The company, co-founded by Sunil Paul  in 2011, alleges Uber "used a number of tactics that are against the law to drive Sidecar out of business," per Paul's blog post published this morning. Sidecar had raised a total of $43 million in venture capital backing and operated its service in 11 U.S. markets before shutting down and selling its assets to GM in 2016.

"We fought hard in the marketplace, and were the first company to introduce a number of cutting-edge features that are now a part of every ride-hailing app," Paul, Sidecar's former chief executive officer, writes. "If Uber had won the ride-hailing market on a level playing field, we would have been disappointed, but that's something we could have lived with. That's not what happened."

Specifically, Paul alleges Uber used predatory pricing strategies, i.e. subsidized rides and driver payments in order to drive other ride-hailing startups out of the market, and "interfered with the performance and quality of competing ride-hailing apps by using clandestine campaigns to send fraudulent ride requests through competitors' ride-hailing apps."

A spokesperson for Uber told TechCrunch that "Sidecar's lawsuit has it backwards."

"Ridesharing is a highly competitive industry, with many players coming and going over the years - like Sidecar, not all have survived," they said. "Sidecar's lawsuit has it backwards: new competitors, along with low prices, benefit consumers and reflect the exact type of competition that the antitrust laws are meant to protect. We believe the timing of this complaint, filed three years after Sidecar went out of business, is not a coincidence."

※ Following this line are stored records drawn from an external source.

PR #1199, opened 2016-02-13
Fixed regression running migrations through cli

### LINKED ISSUE #1197: migrate fails PostgreSQL 9.5
Ever since I upgraded to PostgreSQL 9.5, whenever I try to migrate, it fails with the following message (added the DEBUG info):

I'm using knex 0.10.0-rc1 CLI. I've tried the exact same migration code on an existing different project that works with a PostgreSQL 9.4 database and it succeeds. But just to check, this is the code used:

```
  return Promise.all([
  	knex.schema.createTable('artists', function (table) {
  		table.increments('ID');
  		table.string('name');
  	}),
  	knex.schema.createTable('albums', function (table) {
  		table.increments('ID');
  		table.string('title').notNullable();
  		table.integer('artist_ID').references('ID').inTable('artists').notNullable();
  		table.string('release_date').notNullable();
  		table.text('description').notNullable();
  		table.string('spotify_link');
  		table.string('playstore_link');
  		table.string('rym_link');
  		table.string('album_art').notNullable();
  	}),
  	knex.schema.createTable('lists', function (table) {
  		table.increments('ID');
  		table.string('title');
  		table.string('category');
  	}),
  	knex.schema.createTable('best_videos_songs', function (table) {
  		table.increments('ID');
  		table.integer('artist_ID').references('ID').inTable('artists').notNullable();
  		table.string('title').notNullable();
  		table.string('rank').notNullable(); // 0 = honorary
  		table.string('youtube_link').notNullable();
  		table.integer('type').notNullable(); // 0 = video, 1 = song
  		table.string('year').notNullable();
  	}),
  	knex.schema.createTable('best_albums', function (table) {
  		table.increments('ID');
  		table.integer('album_ID').references('ID').inTable('albums').notNullable();
  		table.string('rank').notNullable();
  		table.string('year').notNullable();
  	})
  ]).then(function () {
  		return knex.schema.createTable('lists_albums', function (table) {
  			table.integer('list_ID').references('ID').inTable('lists').notNullable();
  			table.integer('album_ID').references('ID').inTable('albums').notNullable();
  			table.primary(['list_ID', 'album_ID']);
  		});
  	});
};

  return knex.schema.dropTable('lists_albums')
  	.then(function () {
  		return Promise.all([
  			knex.schema.dropTable('lists'),
  			knex.schema.dropTable('best_videos_songs'),
  			knex.schema.dropTable('best_albums'),
  			knex.schema.dropTable('albums'),
  			knex.schema.dropTable('artists')
  		]);
  	});
};
```

Could this be an issue on my end, or is this because of PostgreSQL 9.5?

elhigu:
Fixes  #1197

### DIFF
--- a/src/migrate/index.js
+++ b/src/migrate/index.js
@@ -196,7 +196,7 @@ export default class Migrator {
     .then(batchNo => {
       return this._waterfallBatch(batchNo, migrations, direction)
     })
-    .then(() => this._freeLock())
+    .then(retVal => this._freeLock().then(() => retVal))
     .catch(error => {
       var cleanupReady = Promise.resolve();
 
--- a/test/integration/migrate/index.js
+++ b/test/integration/migrate/index.js
@@ -243,7 +243,10 @@ module.exports = function(knex) {
 
     describe('knex.migrate.rollback', function() {
       it('should delete the most recent batch from the migration log', function() {
-        return knex.migrate.rollback({directory: 'test/integration/migrate/test'}).then(function() {
+        return knex.migrate.rollback({directory: 'test/integration/migrate/test'}).spread(function(batchNo, log) {
+          expect(batchNo).to.equal(1);
+          expect(log).to.have.length(2);
+          expect(log[0]).to.contain('test/integration/migrate/test');
           return knex('knex_migrations').select('*').then(function(data) {
             expect(data.length).to.equal(0);
           });


src/migrate/index.js
```diff
@@ -196,7 +196,7 @@ export default class Migrator {
     .then(batchNo => {
       return this._waterfallBatch(batchNo, migrations, direction)
     })
-    .then(() => this._freeLock())
```
dannyfritz: If you're using Bluebird, a passthrough such as `.tap` might be cleaner. Same thing though!
http://bluebirdjs.com/docs/api/tap.html

src/migrate/index.js
```diff
@@ -196,7 +196,7 @@ export default class Migrator {
...
+    .then(retVal => this._freeLock().then(() => retVal))
```
dannyfritz: If you're using Bluebird, a passthrough such as .tap might be cleaner. Same thing though!
http://bluebirdjs.com/docs/api/tap.html

elhigu: I was thinking about it, but noticed that I cannot use `.tap` since if it throws an error control won't go to catch block in promise chain. 

Other reason why I don't like to use it is that I prefer nowadays to use node's native promise since es6 has it now without need to import bluebird.

rhys-vdw: > I was thinking about it, but noticed that I cannot use .tap since if it throws an error control won't go to catch block in promise chain (as far as I know).

FYI This is the not the case. `tap` would be fine.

It's been almost three years since Sidecar sold its remaining assets to GM; it's safe to say Paul and co. have been less than fond of Uber for several years. In another blog post announcing the GM sale, Paul wrote: "We failed - for the most part - because Uber is willing to win at any cost and they have practically limitless capital to do it." So why is Sidecar suddenly getting litigious? Could be because Uber filed confidentially for an initial public offering on Friday. The IPO, slated for the first quarter of 2019, is expected to be one of the largest and highly anticipated technology exits in the last decade.

Uber has raised a total of nearly $20 billion in a combination of debt and equity funding and was most recently valued at $72 billion. Sidecar's valuation, according to PitchBook, peaked at around $70 million in 2014. It was backed by GV, Lightspeed Venture Partners, Union Square Ventures, Richard Branson and other notable investors.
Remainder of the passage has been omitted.